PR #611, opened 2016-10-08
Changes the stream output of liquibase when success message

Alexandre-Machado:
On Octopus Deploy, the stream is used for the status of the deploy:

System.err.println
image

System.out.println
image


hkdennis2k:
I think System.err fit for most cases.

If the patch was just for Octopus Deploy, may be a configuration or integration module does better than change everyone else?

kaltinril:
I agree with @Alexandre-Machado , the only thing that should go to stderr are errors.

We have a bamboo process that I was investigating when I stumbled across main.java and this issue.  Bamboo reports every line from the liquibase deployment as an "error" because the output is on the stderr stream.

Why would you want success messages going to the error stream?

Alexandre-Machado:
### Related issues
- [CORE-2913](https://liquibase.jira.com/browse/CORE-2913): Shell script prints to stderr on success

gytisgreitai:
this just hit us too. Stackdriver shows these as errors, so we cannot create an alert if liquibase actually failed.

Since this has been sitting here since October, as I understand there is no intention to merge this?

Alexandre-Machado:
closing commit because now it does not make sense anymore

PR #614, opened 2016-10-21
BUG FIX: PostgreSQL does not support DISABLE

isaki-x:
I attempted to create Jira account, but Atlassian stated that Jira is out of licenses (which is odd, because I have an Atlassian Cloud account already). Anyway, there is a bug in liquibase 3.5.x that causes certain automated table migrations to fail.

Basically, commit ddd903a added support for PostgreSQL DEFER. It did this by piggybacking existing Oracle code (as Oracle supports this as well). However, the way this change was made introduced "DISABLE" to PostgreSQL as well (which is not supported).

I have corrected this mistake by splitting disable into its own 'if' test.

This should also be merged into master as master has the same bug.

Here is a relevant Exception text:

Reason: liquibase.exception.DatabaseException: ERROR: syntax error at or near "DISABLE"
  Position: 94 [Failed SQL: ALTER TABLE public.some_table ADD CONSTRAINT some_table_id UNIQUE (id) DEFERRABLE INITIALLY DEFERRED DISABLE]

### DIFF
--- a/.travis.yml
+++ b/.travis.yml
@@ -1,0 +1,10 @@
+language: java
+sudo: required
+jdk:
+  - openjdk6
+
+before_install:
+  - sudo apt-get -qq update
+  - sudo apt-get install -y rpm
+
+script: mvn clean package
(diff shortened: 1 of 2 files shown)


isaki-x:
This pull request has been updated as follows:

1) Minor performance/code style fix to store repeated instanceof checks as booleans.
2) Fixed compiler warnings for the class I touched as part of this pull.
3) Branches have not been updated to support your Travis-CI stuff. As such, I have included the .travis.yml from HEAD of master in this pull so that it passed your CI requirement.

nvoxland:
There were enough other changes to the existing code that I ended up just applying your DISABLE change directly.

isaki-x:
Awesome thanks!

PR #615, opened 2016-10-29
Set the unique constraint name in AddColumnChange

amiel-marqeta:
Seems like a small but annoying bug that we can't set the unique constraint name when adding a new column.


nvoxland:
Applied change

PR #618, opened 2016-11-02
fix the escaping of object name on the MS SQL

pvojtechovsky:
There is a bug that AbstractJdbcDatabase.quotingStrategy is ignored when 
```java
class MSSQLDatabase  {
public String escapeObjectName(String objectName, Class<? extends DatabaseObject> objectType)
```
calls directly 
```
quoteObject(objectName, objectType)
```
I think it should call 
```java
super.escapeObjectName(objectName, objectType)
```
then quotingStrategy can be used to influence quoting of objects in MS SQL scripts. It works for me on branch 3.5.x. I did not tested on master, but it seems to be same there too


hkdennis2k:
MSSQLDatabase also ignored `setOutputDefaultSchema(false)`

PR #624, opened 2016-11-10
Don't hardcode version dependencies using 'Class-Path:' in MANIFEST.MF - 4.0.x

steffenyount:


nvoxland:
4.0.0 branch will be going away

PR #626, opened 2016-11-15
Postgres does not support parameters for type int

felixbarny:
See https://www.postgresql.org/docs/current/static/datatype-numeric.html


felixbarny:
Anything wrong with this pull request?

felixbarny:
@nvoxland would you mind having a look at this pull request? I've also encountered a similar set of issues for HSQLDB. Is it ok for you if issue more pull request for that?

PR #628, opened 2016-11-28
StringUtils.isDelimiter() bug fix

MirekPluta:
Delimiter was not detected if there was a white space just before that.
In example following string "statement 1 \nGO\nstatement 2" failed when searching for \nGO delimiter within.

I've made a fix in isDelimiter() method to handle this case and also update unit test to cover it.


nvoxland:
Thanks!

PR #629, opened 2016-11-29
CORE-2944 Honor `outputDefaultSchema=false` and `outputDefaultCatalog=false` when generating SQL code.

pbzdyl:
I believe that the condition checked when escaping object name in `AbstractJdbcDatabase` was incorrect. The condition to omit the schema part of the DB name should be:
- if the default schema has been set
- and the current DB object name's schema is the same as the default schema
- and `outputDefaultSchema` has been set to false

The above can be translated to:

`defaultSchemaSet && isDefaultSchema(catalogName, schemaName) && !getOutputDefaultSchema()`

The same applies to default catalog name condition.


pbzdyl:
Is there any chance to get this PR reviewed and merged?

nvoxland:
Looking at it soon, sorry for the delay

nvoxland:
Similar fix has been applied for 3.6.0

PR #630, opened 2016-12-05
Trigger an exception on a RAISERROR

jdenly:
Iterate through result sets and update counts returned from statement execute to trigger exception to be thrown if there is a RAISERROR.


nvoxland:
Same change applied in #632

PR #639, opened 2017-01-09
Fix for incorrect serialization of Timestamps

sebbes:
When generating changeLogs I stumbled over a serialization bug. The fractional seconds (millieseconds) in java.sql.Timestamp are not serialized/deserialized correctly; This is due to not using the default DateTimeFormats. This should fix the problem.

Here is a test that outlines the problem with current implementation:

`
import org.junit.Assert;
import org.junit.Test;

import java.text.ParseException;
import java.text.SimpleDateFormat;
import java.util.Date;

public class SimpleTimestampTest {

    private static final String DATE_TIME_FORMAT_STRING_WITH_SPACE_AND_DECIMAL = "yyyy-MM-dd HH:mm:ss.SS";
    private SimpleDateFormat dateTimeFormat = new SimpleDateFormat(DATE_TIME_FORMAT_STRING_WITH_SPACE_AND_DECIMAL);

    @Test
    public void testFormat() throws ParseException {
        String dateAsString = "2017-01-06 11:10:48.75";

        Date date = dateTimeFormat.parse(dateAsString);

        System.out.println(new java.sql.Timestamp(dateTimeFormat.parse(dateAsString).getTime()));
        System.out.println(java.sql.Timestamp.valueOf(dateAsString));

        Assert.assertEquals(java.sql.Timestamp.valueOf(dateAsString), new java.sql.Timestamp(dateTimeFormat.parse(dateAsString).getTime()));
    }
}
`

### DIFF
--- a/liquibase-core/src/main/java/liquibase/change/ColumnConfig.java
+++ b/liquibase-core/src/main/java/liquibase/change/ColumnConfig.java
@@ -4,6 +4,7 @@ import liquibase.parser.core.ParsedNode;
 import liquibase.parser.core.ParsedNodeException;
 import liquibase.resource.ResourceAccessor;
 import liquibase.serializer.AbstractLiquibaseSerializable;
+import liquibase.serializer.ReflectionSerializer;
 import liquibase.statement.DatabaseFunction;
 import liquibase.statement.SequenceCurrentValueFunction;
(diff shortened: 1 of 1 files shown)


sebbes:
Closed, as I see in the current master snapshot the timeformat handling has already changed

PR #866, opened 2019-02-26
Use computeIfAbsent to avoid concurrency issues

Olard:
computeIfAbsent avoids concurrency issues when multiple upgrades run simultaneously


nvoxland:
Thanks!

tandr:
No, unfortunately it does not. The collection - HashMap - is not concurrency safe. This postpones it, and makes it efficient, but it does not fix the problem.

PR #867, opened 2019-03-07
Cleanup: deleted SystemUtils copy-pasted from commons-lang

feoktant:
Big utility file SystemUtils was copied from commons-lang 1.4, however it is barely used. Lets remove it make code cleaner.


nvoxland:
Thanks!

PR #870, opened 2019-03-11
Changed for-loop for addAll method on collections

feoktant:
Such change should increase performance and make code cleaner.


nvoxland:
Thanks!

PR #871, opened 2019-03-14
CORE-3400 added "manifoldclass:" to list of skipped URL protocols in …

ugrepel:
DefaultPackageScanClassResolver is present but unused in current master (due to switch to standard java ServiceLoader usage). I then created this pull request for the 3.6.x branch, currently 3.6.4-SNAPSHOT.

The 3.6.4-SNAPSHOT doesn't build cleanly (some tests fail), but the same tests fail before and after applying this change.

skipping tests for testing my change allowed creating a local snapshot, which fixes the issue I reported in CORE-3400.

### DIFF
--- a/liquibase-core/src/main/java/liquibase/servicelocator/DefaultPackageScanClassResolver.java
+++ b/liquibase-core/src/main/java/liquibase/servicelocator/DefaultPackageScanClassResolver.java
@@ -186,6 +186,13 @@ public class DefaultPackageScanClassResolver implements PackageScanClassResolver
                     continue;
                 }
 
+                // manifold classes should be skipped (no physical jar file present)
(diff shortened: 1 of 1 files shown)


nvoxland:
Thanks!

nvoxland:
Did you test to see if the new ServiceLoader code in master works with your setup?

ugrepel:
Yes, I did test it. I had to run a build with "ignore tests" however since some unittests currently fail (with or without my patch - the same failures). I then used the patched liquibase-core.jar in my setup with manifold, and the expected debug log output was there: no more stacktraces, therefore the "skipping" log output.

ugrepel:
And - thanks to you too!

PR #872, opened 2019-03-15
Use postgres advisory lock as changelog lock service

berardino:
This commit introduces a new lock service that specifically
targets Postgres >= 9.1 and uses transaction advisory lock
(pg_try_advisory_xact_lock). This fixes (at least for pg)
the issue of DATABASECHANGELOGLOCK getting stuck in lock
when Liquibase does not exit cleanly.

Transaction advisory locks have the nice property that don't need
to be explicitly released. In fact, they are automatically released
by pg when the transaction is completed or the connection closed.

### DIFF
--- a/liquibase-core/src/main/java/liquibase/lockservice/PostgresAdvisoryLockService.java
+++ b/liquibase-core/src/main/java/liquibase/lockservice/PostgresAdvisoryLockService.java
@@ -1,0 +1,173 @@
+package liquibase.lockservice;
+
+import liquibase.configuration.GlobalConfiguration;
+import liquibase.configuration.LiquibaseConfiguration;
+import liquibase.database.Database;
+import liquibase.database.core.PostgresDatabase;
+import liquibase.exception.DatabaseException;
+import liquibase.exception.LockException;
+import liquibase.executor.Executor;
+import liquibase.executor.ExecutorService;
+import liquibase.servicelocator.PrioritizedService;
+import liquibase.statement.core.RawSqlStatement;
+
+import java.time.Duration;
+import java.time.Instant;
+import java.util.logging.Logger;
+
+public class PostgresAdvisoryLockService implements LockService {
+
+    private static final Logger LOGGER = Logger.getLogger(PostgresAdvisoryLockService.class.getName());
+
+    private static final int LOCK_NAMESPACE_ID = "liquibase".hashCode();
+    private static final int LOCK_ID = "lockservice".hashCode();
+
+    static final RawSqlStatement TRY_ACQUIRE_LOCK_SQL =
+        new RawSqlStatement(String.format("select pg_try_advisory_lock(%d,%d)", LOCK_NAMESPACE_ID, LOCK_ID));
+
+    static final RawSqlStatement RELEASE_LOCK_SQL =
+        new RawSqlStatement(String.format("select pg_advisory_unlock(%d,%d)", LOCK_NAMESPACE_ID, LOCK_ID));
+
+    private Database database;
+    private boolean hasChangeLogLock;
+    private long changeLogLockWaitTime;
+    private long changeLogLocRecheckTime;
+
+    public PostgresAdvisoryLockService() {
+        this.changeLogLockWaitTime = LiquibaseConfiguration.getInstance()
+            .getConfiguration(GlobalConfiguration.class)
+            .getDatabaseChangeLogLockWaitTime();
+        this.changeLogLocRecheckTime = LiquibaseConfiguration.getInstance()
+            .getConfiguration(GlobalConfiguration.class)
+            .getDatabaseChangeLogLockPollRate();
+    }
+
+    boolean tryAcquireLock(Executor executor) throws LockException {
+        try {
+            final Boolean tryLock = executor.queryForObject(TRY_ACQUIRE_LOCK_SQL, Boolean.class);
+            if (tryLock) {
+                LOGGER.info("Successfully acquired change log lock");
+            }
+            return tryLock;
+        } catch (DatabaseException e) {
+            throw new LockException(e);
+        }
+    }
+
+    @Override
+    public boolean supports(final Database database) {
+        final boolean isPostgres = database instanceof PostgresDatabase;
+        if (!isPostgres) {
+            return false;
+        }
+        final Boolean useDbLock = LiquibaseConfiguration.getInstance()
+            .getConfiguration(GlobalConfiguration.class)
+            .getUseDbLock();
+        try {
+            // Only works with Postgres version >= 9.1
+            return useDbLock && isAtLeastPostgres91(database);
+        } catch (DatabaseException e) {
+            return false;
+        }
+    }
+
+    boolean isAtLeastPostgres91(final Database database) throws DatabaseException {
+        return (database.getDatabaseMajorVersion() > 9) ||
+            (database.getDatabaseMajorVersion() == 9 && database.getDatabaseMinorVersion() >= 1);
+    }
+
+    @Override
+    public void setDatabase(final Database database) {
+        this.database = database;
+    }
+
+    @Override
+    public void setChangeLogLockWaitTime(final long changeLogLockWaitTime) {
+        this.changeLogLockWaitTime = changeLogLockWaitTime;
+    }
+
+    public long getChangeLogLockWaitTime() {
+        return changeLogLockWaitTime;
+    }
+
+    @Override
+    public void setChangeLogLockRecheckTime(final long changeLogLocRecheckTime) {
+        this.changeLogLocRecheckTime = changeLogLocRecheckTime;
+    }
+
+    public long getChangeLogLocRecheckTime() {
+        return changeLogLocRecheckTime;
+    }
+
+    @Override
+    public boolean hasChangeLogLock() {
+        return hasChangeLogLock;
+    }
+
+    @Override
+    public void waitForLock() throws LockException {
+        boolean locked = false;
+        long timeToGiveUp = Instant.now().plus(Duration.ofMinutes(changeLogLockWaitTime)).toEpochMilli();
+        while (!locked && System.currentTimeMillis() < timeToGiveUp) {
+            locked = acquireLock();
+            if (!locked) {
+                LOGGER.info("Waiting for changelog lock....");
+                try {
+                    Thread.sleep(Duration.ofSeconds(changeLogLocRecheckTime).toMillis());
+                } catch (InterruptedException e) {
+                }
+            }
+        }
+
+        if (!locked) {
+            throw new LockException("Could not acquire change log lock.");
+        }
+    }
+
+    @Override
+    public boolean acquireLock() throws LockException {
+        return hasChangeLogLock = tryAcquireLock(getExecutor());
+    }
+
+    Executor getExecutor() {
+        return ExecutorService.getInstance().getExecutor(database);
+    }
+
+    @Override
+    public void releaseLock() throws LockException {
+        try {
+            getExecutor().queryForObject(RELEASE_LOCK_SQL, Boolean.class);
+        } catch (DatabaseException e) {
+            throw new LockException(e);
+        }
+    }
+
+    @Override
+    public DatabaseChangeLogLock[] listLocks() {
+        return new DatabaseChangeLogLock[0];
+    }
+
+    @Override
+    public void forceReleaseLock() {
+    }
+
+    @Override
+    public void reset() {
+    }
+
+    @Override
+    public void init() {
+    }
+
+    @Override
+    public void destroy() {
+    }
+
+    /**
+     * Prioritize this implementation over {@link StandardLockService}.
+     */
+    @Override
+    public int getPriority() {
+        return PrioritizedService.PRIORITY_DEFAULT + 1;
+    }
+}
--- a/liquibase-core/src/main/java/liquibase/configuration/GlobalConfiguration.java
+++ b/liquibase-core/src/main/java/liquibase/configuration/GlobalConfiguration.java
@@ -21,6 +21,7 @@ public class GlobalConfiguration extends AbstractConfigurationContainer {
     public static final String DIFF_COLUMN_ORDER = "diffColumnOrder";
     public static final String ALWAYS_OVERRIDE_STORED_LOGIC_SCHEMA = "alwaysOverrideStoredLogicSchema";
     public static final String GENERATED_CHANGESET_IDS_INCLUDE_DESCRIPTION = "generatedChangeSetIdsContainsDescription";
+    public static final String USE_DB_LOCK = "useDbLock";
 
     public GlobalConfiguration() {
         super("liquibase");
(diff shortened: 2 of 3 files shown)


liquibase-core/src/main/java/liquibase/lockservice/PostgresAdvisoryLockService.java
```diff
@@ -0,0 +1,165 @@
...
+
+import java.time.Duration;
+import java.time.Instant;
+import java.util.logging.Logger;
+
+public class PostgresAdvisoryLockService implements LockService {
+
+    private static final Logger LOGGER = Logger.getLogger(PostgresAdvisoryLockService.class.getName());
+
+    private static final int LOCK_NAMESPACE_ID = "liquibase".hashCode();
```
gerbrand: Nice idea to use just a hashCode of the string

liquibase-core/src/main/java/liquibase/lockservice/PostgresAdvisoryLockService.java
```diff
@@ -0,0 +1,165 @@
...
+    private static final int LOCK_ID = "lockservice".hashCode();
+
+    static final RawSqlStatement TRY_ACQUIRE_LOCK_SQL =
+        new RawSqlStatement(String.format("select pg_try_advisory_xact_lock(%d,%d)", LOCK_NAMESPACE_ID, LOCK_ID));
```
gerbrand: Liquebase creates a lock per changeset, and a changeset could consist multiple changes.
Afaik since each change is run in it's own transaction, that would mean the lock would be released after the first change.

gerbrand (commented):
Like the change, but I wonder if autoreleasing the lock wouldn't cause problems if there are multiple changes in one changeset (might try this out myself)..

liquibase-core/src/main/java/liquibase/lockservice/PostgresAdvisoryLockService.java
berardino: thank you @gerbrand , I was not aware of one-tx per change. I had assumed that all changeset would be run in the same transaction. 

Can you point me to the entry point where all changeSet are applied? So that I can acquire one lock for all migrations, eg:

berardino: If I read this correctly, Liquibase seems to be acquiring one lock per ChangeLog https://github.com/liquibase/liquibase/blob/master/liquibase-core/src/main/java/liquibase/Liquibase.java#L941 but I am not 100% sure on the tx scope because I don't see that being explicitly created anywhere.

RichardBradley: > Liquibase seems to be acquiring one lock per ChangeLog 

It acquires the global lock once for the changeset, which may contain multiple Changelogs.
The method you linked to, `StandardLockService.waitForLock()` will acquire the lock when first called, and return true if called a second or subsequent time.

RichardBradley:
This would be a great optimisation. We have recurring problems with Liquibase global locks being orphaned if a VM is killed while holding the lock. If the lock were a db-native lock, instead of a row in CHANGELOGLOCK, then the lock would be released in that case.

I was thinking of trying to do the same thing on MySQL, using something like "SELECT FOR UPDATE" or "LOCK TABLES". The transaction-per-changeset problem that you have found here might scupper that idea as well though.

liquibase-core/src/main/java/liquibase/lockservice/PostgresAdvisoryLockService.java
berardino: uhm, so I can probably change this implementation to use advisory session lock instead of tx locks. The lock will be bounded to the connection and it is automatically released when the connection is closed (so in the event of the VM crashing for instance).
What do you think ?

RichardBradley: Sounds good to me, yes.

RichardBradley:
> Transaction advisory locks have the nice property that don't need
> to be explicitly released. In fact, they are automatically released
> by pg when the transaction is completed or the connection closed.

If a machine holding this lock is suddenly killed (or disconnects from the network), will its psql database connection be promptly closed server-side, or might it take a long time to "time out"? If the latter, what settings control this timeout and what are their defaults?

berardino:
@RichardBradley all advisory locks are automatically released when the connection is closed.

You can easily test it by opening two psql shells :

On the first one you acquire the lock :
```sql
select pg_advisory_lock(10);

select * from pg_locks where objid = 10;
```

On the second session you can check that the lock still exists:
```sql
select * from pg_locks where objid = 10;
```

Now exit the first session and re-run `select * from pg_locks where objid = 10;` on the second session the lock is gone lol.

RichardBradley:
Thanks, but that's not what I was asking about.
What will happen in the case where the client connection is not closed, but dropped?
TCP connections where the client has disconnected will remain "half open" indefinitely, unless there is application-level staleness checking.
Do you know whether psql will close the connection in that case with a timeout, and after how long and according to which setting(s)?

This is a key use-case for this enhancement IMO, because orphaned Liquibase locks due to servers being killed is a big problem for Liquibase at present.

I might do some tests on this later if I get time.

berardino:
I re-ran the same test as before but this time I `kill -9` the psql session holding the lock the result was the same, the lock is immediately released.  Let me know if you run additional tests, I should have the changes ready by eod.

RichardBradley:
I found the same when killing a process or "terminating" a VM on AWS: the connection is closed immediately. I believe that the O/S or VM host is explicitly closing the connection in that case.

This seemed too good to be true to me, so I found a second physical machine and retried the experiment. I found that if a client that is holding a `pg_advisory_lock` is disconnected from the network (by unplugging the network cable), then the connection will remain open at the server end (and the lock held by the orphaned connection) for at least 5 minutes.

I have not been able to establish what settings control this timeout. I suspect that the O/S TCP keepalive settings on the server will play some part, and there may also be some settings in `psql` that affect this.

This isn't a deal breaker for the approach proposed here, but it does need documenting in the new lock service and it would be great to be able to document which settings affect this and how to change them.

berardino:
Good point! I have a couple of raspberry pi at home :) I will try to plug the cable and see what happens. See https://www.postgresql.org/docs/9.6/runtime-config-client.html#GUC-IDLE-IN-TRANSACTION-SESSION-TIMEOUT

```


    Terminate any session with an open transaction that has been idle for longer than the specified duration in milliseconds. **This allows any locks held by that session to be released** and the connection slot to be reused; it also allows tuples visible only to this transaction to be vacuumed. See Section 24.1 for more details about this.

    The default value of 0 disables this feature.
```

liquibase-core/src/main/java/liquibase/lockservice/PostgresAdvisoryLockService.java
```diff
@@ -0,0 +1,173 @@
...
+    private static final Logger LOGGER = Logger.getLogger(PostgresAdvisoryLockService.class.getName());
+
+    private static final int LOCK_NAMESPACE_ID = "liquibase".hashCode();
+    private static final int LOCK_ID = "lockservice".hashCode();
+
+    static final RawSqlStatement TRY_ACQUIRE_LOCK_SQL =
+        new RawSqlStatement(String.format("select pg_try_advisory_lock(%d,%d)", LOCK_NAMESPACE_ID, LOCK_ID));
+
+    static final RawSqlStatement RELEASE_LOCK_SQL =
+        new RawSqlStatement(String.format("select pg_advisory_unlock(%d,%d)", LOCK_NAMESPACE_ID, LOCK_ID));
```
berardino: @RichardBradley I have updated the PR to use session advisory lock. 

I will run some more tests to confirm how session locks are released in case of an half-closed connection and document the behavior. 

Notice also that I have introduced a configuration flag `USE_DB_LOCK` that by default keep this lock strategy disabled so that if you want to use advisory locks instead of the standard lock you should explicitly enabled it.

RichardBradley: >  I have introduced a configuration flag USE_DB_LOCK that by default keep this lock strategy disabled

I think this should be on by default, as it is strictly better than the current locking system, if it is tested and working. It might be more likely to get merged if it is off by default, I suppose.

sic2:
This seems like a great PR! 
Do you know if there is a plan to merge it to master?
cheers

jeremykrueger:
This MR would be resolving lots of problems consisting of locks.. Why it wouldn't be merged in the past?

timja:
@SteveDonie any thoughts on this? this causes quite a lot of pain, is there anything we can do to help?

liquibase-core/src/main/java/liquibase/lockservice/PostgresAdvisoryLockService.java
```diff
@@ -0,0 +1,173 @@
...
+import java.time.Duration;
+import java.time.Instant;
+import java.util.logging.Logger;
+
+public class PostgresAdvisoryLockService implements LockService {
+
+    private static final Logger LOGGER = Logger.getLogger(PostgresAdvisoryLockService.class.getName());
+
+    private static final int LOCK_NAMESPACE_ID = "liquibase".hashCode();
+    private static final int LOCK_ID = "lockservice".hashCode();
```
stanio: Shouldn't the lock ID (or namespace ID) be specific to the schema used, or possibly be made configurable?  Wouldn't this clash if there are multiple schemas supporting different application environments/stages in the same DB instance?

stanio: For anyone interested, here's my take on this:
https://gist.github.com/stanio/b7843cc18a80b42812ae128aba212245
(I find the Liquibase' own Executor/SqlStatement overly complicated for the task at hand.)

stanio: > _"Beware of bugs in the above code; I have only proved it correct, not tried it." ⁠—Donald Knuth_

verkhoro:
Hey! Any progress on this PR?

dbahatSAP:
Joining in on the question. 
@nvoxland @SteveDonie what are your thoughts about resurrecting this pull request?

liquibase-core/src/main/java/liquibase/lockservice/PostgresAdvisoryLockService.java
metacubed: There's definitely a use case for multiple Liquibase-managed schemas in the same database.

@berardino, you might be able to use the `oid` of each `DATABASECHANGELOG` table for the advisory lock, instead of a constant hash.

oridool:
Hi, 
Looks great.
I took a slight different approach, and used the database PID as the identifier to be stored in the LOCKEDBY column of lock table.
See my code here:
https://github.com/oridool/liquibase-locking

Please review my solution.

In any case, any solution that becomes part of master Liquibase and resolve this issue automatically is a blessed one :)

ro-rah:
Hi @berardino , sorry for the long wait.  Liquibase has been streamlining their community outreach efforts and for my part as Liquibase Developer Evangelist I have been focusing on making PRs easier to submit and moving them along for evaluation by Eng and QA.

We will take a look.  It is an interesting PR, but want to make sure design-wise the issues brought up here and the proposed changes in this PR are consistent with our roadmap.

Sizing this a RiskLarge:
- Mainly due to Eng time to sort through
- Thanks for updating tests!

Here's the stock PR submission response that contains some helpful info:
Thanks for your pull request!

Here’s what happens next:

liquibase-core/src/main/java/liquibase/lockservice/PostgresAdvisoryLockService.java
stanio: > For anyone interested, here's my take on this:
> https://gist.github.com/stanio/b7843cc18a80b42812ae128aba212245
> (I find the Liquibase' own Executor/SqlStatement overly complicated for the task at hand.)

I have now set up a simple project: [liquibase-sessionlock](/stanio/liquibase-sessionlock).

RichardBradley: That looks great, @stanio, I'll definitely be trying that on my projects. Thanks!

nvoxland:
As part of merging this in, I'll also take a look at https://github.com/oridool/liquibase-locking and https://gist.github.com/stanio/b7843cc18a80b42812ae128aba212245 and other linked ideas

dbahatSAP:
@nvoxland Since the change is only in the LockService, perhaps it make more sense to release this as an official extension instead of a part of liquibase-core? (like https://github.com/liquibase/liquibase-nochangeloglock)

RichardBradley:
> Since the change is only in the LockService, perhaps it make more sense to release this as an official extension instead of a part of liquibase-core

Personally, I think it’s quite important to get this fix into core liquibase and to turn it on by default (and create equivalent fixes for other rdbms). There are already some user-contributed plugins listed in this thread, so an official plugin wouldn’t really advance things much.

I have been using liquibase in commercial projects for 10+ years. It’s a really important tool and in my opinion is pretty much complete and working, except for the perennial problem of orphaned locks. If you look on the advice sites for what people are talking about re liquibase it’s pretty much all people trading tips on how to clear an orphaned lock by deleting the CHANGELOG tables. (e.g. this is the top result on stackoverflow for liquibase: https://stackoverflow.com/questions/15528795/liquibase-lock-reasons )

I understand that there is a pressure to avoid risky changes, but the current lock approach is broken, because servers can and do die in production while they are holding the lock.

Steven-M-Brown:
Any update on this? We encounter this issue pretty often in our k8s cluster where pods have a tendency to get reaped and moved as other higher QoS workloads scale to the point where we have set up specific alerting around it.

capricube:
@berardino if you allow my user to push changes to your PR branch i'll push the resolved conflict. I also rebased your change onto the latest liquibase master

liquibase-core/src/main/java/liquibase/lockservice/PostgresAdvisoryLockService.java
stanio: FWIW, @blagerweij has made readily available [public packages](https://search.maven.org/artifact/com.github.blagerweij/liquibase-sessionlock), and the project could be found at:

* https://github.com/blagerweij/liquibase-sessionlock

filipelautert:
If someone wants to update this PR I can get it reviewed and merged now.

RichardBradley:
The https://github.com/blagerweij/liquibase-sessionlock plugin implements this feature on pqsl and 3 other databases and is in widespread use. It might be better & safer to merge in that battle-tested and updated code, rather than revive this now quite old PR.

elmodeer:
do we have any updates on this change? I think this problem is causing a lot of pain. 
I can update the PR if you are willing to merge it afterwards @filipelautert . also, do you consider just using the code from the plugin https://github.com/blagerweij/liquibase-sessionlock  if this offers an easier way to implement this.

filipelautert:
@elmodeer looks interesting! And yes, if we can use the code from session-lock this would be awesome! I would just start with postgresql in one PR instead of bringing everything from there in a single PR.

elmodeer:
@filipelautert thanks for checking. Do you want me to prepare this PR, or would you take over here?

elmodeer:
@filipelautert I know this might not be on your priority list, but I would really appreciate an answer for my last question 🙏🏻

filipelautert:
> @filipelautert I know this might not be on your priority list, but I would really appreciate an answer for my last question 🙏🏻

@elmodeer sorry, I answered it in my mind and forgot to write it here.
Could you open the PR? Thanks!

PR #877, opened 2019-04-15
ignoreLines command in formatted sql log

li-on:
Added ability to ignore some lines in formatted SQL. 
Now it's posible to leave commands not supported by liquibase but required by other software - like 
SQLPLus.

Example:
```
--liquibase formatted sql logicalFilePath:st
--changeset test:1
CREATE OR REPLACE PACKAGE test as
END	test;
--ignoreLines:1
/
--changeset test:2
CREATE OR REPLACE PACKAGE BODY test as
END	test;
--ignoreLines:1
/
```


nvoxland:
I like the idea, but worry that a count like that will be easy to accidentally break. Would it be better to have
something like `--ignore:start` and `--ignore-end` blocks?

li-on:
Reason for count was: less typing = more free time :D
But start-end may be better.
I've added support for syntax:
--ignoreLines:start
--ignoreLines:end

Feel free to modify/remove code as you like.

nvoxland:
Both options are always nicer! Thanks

# Exercise goal:
Starting at the line with "apt-get -qq update" and ending at the line with "PR #624, opened 2016-11-10", print each line of the listing above exactly, with no other lines.

# Your response:
+  - sudo apt-get -qq update
+  - sudo apt-get install -y rpm
+
+script: mvn clean package
(diff shortened: 1 of 2 files shown)


isaki-x:
This pull request has been updated as follows:

1) Minor performance/code style fix to store repeated instanceof checks as booleans.
2) Fixed compiler warnings for the class I touched as part of this pull.
3) Branches have not been updated to support your Travis-CI stuff. As such, I have included the .travis.yml from HEAD of master in this pull so that it passed your CI requirement.

nvoxland:
There were enough other changes to the existing code that I ended up just applying your DISABLE change directly.

isaki-x:
Awesome thanks!

PR #615, opened 2016-10-29
Set the unique constraint name in AddColumnChange

amiel-marqeta:
Seems like a small but annoying bug that we can't set the unique constraint name when adding a new column.


nvoxland:
Applied change

PR #618, opened 2016-11-02
fix the escaping of object name on the MS SQL

pvojtechovsky:
There is a bug that AbstractJdbcDatabase.quotingStrategy is ignored when 
```java
class MSSQLDatabase  {
public String escapeObjectName(String objectName, Class<? extends DatabaseObject> objectType)
```
calls directly 
```
quoteObject(objectName, objectType)
```
I think it should call 
```java
super.escapeObjectName(objectName, objectType)
```
then quotingStrategy can be used to influence quoting of objects in MS SQL scripts. It works for me on branch 3.5.x. I did not tested on master, but it seems to be same there too


hkdennis2k:
MSSQLDatabase also ignored `setOutputDefaultSchema(false)`

PR #624, opened 2016-11-10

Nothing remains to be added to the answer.